Kownacki - Helenius: Który cios był początkiem końca Polaka?
Robert Helenius (30-3, 19 KO) pokonał przez techniczny nokaut w czwartej rundzie Adama Kownackiego (20-1, 15 KO) w walce wieczoru na gali w Nowym Jorku. Kłopoty Polaka zaczęły się na samym początku czwartej rundy, po akcji rywala w narożniku. Niespełna minutę później było już po walce.
Po trzeciej rundzie pięściarz z Łomży zdecydowanie prowadził na kartach punktowych i nic nie zwiastowało problemów, które pojawiły się w czwartej odsłonie. Po dwudziestu sekundach doszło do wymiany ciosów w narożniku, a dwa mocne ciosy dotarły do głowy Kownackiego. Polak przyklęknął, ale wydawało się, że mógł w tej sytuacji się potknąć, co zauważył komentujący galę Andrzej Kostyra.

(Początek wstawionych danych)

PR #635, opened 2026-06-28
fix(custom_css): allow importing of custom CSS when uploading themes that have it

platberlitz:
# Summary

## Issue
A regression that made it so even when you say yes to importing a custom CSS bundled in a theme json, nothing happens.

## What This Fixes
Reverts the regression.


platberlitz:
Tested and works.

PR #636, opened 2026-06-28
fix(mobile_webkit_safari): steady the input textbox viewport

platberlitz:
# Summary

## Issue
Specifically on *Safari*, and it doesn't happen on Firefox iOS, when I try to type on an input box, it steadies the screen and doesn't move to the input box, causing it to go down whenever I type a letter, then up, then down again, etc.

## What This Fixes
Stabilises input box viewport


platberlitz:
Tested and works.

TheLonelyDevil9:
Reviewed. Merging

Chwilę później okazało się, że lewy wyprowadzony przez Heleniusa naprawdę uczynił szkody w obronie naszego pięściarza. Fin wyczuł, że może jeszcze bardziej zranić rywala i kontynuował natarcie. Kolejna seria ciosów powaliła Kownackiego na deski.
Polak wstał, ale uczynił to chyba zbyt szybko i po chwili znalazł się pod gradobiciem ciosów "Nordyckiego Koszmaru". Pojedynek trwał jeszcze kilkanaście sekund, ale sędzia ringowy po minucie czwartej rundy zlitował się nad łomżaninem i przerwał bój.
Tym samym pierwsza porażka Kownackiego w karierze stała się faktem.
Wynik walki:
Robert Helenius (30-3, 19 KO) pokonał przez TKO w czwartej rundzie Adama Kownackiego (20-1, 15 KO).